ABOUT THIS EXERCISE:
Return only the lines running from the top of the entries to the line with "In addition to", inclusive, exactly as written.

THE DATA:
PR #691, opened 2019-03-16
Convert print() builtin to new args style

OddCoincidence:
Based on #693 to avoid merge conflict.

I decided to convert this because it hits a lot of edge cases and thus helps to validate the model of the new args style.

In addition to converting to the new style, this also fixes a couple bugs:

- `Args` was swallowing the first keyword argument after it finished slurping the remaining positional args.
- `print` was accepting arbitrary / unknown keyword arguments, they are now rejected 

Note:

`KwArgs` is _only_ for functions that accept arbitrary keyword arguments, (i.e. `**kwargs` in python). For functions that accept _specific_ named arguments, a rust struct with an appropriate `FromArgs` implementation must be created. ~~This means some boilerplate right now, but is still cleaner / less error-prone than doing it in the function itself, and will be eliminated in the future with a `#[derive(FromArgs)]` macro.~~ *

### DIFF
--- a/.gitignore
+++ b/.gitignore
@@ -1,4 +1,5 @@
 /target
+/*/target
 **/*.rs.bk
 **/*.bytecode
 __pycache__
--- a/derive/src/lib.rs
+++ b/derive/src/lib.rs
@@ -1,0 +1,48 @@
+extern crate proc_macro;
+
+use proc_macro::TokenStream;
+use proc_macro2::TokenStream as TokenStream2;
+use quote::quote;
+use syn::{Data, DeriveInput, Fields};
+
+#[proc_macro_derive(FromArgs)]
+pub fn derive_from_args(input: TokenStream) -> TokenStream {
+    let ast: DeriveInput = syn::parse(input).unwrap();
+
+    let gen = impl_from_args(&ast);
+    gen.to_string().parse().unwrap()
+}
+
+fn impl_from_args(input: &DeriveInput) -> TokenStream2 {
+    // FIXME: This references types using `crate` instead of `rustpython_vm`
+    //        so that it can be used in the latter. How can we support both?
+    let fields = match input.data {
+        Data::Struct(ref data) => {
+            match data.fields {
+                Fields::Named(ref fields) => fields.named.iter().map(|field| {
+                    let name = &field.ident;
+                    quote! {
+                        #name: crate::pyobject::TryFromObject::try_from_object(
+                            vm,
+                            args.take_keyword(stringify!(#name)).unwrap_or_else(|| vm.ctx.none())
+                        )?,
+                    }
+                }),
+                Fields::Unnamed(_) | Fields::Unit => unimplemented!(), // TODO: better error message
+            }
+        }
+        Data::Enum(_) | Data::Union(_) => unimplemented!(), // TODO: better error message
+    };
+
+    let name = &input.ident;
+    quote! {
+        impl crate::function::FromArgs for #name {
+            fn from_args(
+                vm: &mut crate::vm::VirtualMachine,
+                args: &mut crate::function::PyFuncArgs
+            ) -> Result<Self, crate::function::ArgumentError> {
+                Ok(#name { #(#fields)* })
+            }
+        }
+    }
+}
--- a/vm/src/builtins.rs
+++ b/vm/src/builtins.rs
@@ -4,7 +4,6 @@
 
 use std::char;
 use std::io::{self, Write};
-use std::iter;
 use std::path::PathBuf;
 
 use num_traits::{Signed, ToPrimitive};
@@ -19,7 +18,7 @@ use crate::obj::objstr::{self, PyStringRef};
 use crate::obj::objtype;
 
 use crate::frame::Scope;
-use crate::function::{Args, ArgumentError, FromArgs, PyArg, PyFuncArgs};
+use crate::function::{Args, ArgumentError, FromArgs, PyFuncArgs};
 use crate::pyobject::{
     AttributeProtocol, IdProtocol, PyContext, PyObjectRef, PyResult, TryFromObject, TypeProtocol,
 };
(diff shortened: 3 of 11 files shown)


adrian17:
Side note:

> Note:
> KwArgs is only for functions that accept arbitrary keyword arguments

I feel like at this point too much of the "documentation" on how to use the argument structs is split between pull requests comments and "deduce it from code". For example, I had no idea this was the intenion of KwArgs. Could we have it properly documented somewhere at some point?

vm/src/builtins.rs
```diff
@@ -583,71 +584,84 @@ fn builtin_pow(vm: &mut VirtualMachine, args: PyFuncArgs) -> PyResult {
...
+impl FromArgs for PrintOptions {
+    fn from_args<I>(
+        vm: &mut VirtualMachine,
+        args: &mut iter::Peekable<I>,
+    ) -> Result<Self, ArgumentError>
+    where
+        I: Iterator<Item = PyArg>,
+    {
+        let mut sep: Option<PyStringRef> = Some(PyString::from(" ").into_ref(vm));
+        let mut end: Option<PyStringRef> = Some(PyString::from("\n").into_ref(vm));
```
coolreader18: Shouldn't these be initialized to `None`?

vm/src/builtins.rs
```diff
@@ -583,71 +584,84 @@ fn builtin_pow(vm: &mut VirtualMachine, args: PyFuncArgs) -> PyResult {
...
+        let mut flush = false;
+
+        while let Some(arg) = args.next() {
```
coolreader18: Why not use a `for..in` loop?

OddCoincidence:
> I feel like at this point too much of the "documentation" on how to use the argument structs is split between pull requests comments and "deduce it from code". For example, I had no idea this was the intenion of KwArgs. Could we have it properly documented somewhere at some point?

@adrian17 `KwArgs` does has the following doc comment:

```
/// A map of keyword arguments to their values.
///
/// A built-in function with a `KwArgs` parameter is analagous to a Python
/// function with `**kwargs`. All remaining keyword arguments are extracted
/// (and hence the function will permit an arbitrary number of them).
///
/// `KwArgs` optionally accepts a generic type parameter to allow type checks
```

But I suppose I could expand it if it's not clear...

OddCoincidence:
Okay, I added (a slightly tweaked version of) this PR comment to the `KwArgs` docs.

vm/src/builtins.rs
OddCoincidence: Thanks, nice catch (an earlier iteration was using `peek`)

vm/src/builtins.rs
OddCoincidence: No - [the defaults for these params are `" "` and `"\n"`](https://docs.python.org/3/library/functions.html#print). `None` in this context corresponds to a _python_ `None`, which means not to print a separator / end.

OddCoincidence:
Okay, I went ahead and created the initial `FromArgs` derive, was easier than I thought.

.gitignore
```diff
@@ -1,4 +1,5 @@
 /target
+/*/target
```
coolreader18: Could probably just be `**/target`

derive/src/lib.rs
```diff
@@ -0,0 +1,48 @@
...
+    //        so that it can be used in the latter. How can we support both?
+    let fields = match input.data {
+        Data::Struct(ref data) => {
+            match data.fields {
+                Fields::Named(ref fields) => fields.named.iter().map(|field| {
+                    let name = &field.ident;
+                    quote! {
+                        #name: crate::pyobject::TryFromObject::try_from_object(
+                            vm,
+                            args.take_keyword(stringify!(#name)).unwrap_or_else(|| vm.ctx.none())
```
coolreader18: It probably is more efficient to iterate once through instead of each individually, and if we're writing a macro we should think about things like that.

.gitignore
OddCoincidence: I don't really like doing `**` in `.gitignore`, it's too broad.

derive/src/lib.rs
OddCoincidence: Once `kwargs` in `PyFuncArgs` is a map, it'll actually be doing _more_ work by iterating (O(n) vs O(1) times a constant factor). Also another issue with that approach is that you have to store a bunch of locals as `Option`s which further decreases efficiency and also just makes things more complex.

derive/src/lib.rs
```diff
@@ -0,0 +1,48 @@
...
+                }),
+                Fields::Unnamed(_) | Fields::Unit => unimplemented!(), // TODO: better error message
+            }
+        }
+        Data::Enum(_) | Data::Union(_) => unimplemented!(), // TODO: better error message
+    };
+
+    let name = &input.ident;
+    quote! {
+        impl crate::function::FromArgs for #name {
```
windelbouwman: As this crate clearly depends upon rustpython_vm, I would not make a new crate. This makes the code less easy to understand. Why would you create a new crate?

coolreader18: That's required to make a procedural macro. If you look in it's Cargo.toml, you'll see `proc-macro = true`, which means that you can export proc macros from it, while you can't do that from a normal crate.

OddCoincidence: Also note it _doesn't_ depend on `rustpython_vm` (as I originally thought it would) - This is inside a `quote!` macro so it's just generating it on the syntax tree level.

windelbouwman: Can't we set `proc-macro = true` in the rustpython_vm crate?

OddCoincidence: No, rust is pretty strict about the separation of proc macros:

```
error: `proc-macro` crate types cannot export any items other than functions tagged with `#[proc_macro_derive]` currently
  --> vm/src/lib.rs:58:1
   |
58 | pub use self::vm::VirtualMachine;
```

windelbouwman: Is there another way in which we can prevent the new crate? Why do we require the procedural macro?

OddCoincidence: No, I think this is necessary to have fully accurate argument validation for all cases. Right now, neither the `arg_check!` macro or the new style property handle some cases, such as arguments that can be provided either as positional or keyword.

With the macro, we can just do the following:

```rust
#[derive(FromArgs)]
struct CustomArgs {
    #[pyarg(kind = "positional_or_keyword")]
    arg1: Option<PyObjectRef>,
    arg2: ...
}
```

The macro will create a `FromArgs` implementation for this struct that handles all of this complexity, efficiently, and prevents it from being duplicated for every function that accepts arguments this way.

(It's also the idiomatic rust way to handle cases like this.)

coolreader18: The nice thing is that if we want to make another procedural macro, we don't have to make a new crate - all of them can go into `rustpython_derive`.

OddCoincidence: @windelbouwman What are your concerns about adding a new crate?

windelbouwman: My concerns are that the code becomes less readable. The other concern is the splitting of software into seperate packages in general. Have you heard about leftpad in javascript land? Splitting software into multiple pieces is not always a good idea. That being said, I think for rust python, the software could be split into parser, compiler, vm and bytecode for example. Logical chunks, but I am also in favor of a monolithic rustpython crate which contains all.

That being said, I think we can go forward with this change. I'd rather not, but if there is no other way, we should do it!

OddCoincidence: > My concerns are that the code becomes less readable.

I'll add docs on deriving `FromArgs` to `vm/src/function.rs` that explain how this works, so hopefully that will help mitigate this concern.

> Have you heard about leftpad in javascript land?

Yeah, I remember than incident!

Did you know there's also a lib called `is-even`, with [this implementation](https://github.com/jonschlinkert/is-even/blob/master/index.js#L13)? :rofl:  

> That being said, I think for rust python, the software could be split into parser, compiler, vm and bytecode for example. 

Sounds reasonable!

> but I am also in favor of a monolithic rustpython crate which contains all.

Many projects in rust do both, i.e. have a "monolithic" crate, that actually just re-exports the constituent crates to create a cohesive experience for users. The [new `gloo` project](https://rustwasm.github.io/2019/03/12/lets-build-gloo-together.html) takes this approach for example (see the point about creating an umbrella crate).

> That being said, I think we can go forward with this change. I'd rather not create the extra crate, but if there is no other way, we should do it!

Thanks! I'll do what I can to mitigate your concerns. FWIW, I'm not a fan of rust forcing proc-macros into their own crates either - hopefully they'll find a way to make that unnecessary in the future.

RESULT OF THE EXERCISE:
PR #691, opened 2019-03-16
Convert print() builtin to new args style

OddCoincidence:
Based on #693 to avoid merge conflict.

I decided to convert this because it hits a lot of edge cases and thus helps to validate the model of the new args style.

In addition to converting to the new style, this also fixes a couple bugs:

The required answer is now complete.